I choose option two.

And here's why:

1. Each class period is independent from another and might observe something different, like selecting different text evidence.

2. The act of actually handwriting ideas and crossing out the unnecessary words or moving one clause is the manual practice of revision, one of the most important skills we must teach.

3. With the help of a doc camera, scholars are able to actually see my hand hesitate when thinking of a word or scratch out a word when I change my mind.

4. I model how to label each sentence in the margins (TS = topic sentence, C = context of plot, TE = text evidence, and Ex = explain) to ensure that my response provides a complete answer to the prompt.

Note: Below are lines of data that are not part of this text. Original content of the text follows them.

PR #281, opened 2024-12-12
fix: wordpress plugin not initializing when elevatorPlugin window o…

### LINKED ISSUE #256: Wordpress plugin not working
I can't recall if this worked at one point or not?

The Wordpress plugin works by spawning a window with the name 'elevatorPlugin'. When Elevator loads, it posts a `parentLoaded` message back to the opener, which responds with the rest of the Elevator plugin payload.

jxjj:
Fixes #256 

- adds wordpress plugin initialiation logic if `window.name` is `elevatorPlugin`.
- adds some fixes for missing types.

https://github.com/user-attachments/assets/a06eb62e-8134-46ec-bb70-487dab8903df

## Details

I question whether the wordpress plugin was actually working correctly in the vue template before. I couldn't find ANY place in the git history where we were triggering the `parentLoaded` message or setting the client-side session storage vars. I wonder if I was triggering setup logic when toggling back/forth between classic and vue mode?

Now:
1. when the app is mounted, we're checking for`window.name === "elevatorPlugin`". If so, we:
2. setup the event handler to listen for a message from the parent window with initialization info.
3. send the `parentLoaded` message to the parent.

I don't _think_ any of these changes impact LTI 1.3 stuff, but would really appreciate a second set of eyes. The fact that I'm even questioning makes me wonder if I should split the WP stuff and the LTI stuff into independent components?

### DIFF
--- a/package.json
+++ b/package.json
@@ -91,5 +91,6 @@
     "typescript": "^5.0.4",
     "vite": "^4.3.9",
     "vue-tsc": "^1.7.8"
-  }
+  },
+  "packageManager": "yarn@1.22.19+sha1.4ba7fc5c6e704fce2066ecbfb0b0d8976fe62447"
 }
--- a/src/App.vue
+++ b/src/App.vue
@@ -8,10 +8,11 @@
   </div>
 </template>
 <script setup lang="ts">
-import { onMounted } from "vue";
+import { onMounted, onUnmounted } from "vue";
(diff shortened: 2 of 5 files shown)


cmcfadden (approved):
I think this seems right. I'll do a separate pass of the LTI stuff once it's merged - I have a few other changes in mind for that over the break.

PR #286, opened 2025-02-14
better handling of long app names

jxjj:
Handles long app names better by adding a min-width to the advanced search and a max-width to app-name.

https://github.com/user-attachments/assets/1bd2ffd3-19b9-4684-b48e-1dd8f1c3912c

not yet on dev


cmcfadden (approved):
nice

5. Scholars are able to partake in this writing process by selecting the text evidence, completing sentences that their peers start, listening to me reread and suggesting what to cut, hearing me think aloud about why I bracket "ing" in the quote, questioning if I can start a sentence with 'Because' which leads me to discuss dependent clauses authentically.



Below is just one of the paragraphs my classes wrote together. Their investment in this paragraph is authentic because we wrote it collectively without judgement of misspellings, of syntax, or of the mental blocks we experienced. As we wrote, (me in my notebook under the doc camera and them in their notebooks copying down our paragraph as it comes to life) I gently reminded them that this is our first draft after we had deconstructed the prompt and written our brainstorm. Once the first draft is done, we immediately go back and begin to ask ourselves all the revision questions (that's the blue pen you see marking through words and moving clauses); together we argue why lines should be cut, where it sounds disjointed, and offer solutions.

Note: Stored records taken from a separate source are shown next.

PR #287, opened 2025-02-14
add a boolean toggle to expose some ES functionality

cmcfadden:
(edit: image didn't stick)

Screenshot 2025-02-14 at 6 34 48 PM

### DIFF
--- a/src/__mocks__/mockSearchResults.ts
+++ b/src/__mocks__/mockSearchResults.ts
@@ -806,6 +806,7 @@ const mockSearch: SearchResultsResponse = {
   success: true,
   searchEntry: {
     showHidden: "0",
+    useBoolean: "0",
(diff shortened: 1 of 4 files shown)


jxjj (approved):
Yes AND yes!

Seems super useful. Are there cases when this shouldn't be used? Could it just be on all the time (or whenever an "AND" or "OR" appears in a query), or would that make it harder to find some things?

Nit: The alignment seems a little off to my eye. I wonder if it would look more in place if aligned with the other inputs.

ScreenShot 2025-02-18 at 09 39 03@2x

cmcfadden:
I'll tweak the spacing.

The search tool that elastic uses which has boolean capability isn't as good for a normal user - it doesn't have much flexibility around natural language, field boosting, etc. It's good for library nerds.

PR #289, opened 2025-02-25
test tracking asset view with gtag

jxjj:
- Adds a composable `useAnalytics` which can be used to send `view_asset` and `download` custom events to analytics. 
- dispatches custom events when an asset is viewed or a download is clicked.

The `view_asset` payload will include: 
- `asset_id`, 
- `asset_name`, 
- `collection_id`
- `collection_name`

`download` includes:
- `collection_id`
- `collection_name`
- `asset_id`
- `asset_name`
- `file_object_id`
- `file_type`

View asset event in tag assistant

download event in tag assistant

On dev for testing.

Other notes: 
- for reporting to work, payload properties will need to be set up as "custom dimensions" in the Analytics interface (this is done on dev). 
- No need to set up custom events in the analytics interface.
- There's a lag before the data is available for reporting, so we may need to tweak some things. But the events can be viewed using `https://tagassistant.google.com/`

### DIFF
--- a/src/helpers/useAnalytics.ts
+++ b/src/helpers/useAnalytics.ts
@@ -7,9 +7,12 @@ const VIEW_ASSET_EVENT = "view_asset";
 const DOWNLOAD_EVENT = "download";
 
 async function getAssetDetails(assetId: string): Promise<{
-  assetName: string;
-  collectionId: AssetCollection["id"];
-  collectionName: string;
+  asset_id: string;
+  asset_name: string;
+  collection_id: AssetCollection["id"];
+  collection_name: string;
+  instance_id: number;
+  instance_name: string;
 }> {
   const assetStore = useAssetStore();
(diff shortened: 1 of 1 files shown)


cmcfadden:
Is any of this showing in GA for you yet, or is that what you meant by the delay? It looks good in tag manager - would be nice to get instance name in, but I'm assuming that's on your roadmap.

jxjj:
heh – "roadmap." Good catch with instance name. I was thinking GA property = instance, but that's probably not true. Any other data that'd be helpful to grab?

> Is any of this showing in GA for you yet

It's showing up in the Realtime Overview events panel (below), but not the reports yet. Yes, that's what I meant by the delay... so it's hard to know yet if things are working fully or not.

ScreenShot 2025-02-25 at 18 26 27@2x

I leave it messy like you see here so they can begin to embrace the messiness of writing. We will revise the paragraph again using an amazing technique called Topic Strings (more on this to come in a later blog) and the revision decisions will be made collectively as a community. It is hard work to develop a community of readers and writers. But wow is it more than worth it when they begin to find their own confidence to share ideas without fear of being wrong when being wrong is a built in part of the writing process.


So write in front of your scholars. Literally, pen to paper. Revise with them. Don't overanalyze your handwriting. Who cares if you misspell a word? Ask if you aren't sure of a spelling. Let them join you in your writing process so that it becomes their process as well.


Give your scholars space to grow, be patient, be kind, and be authentic.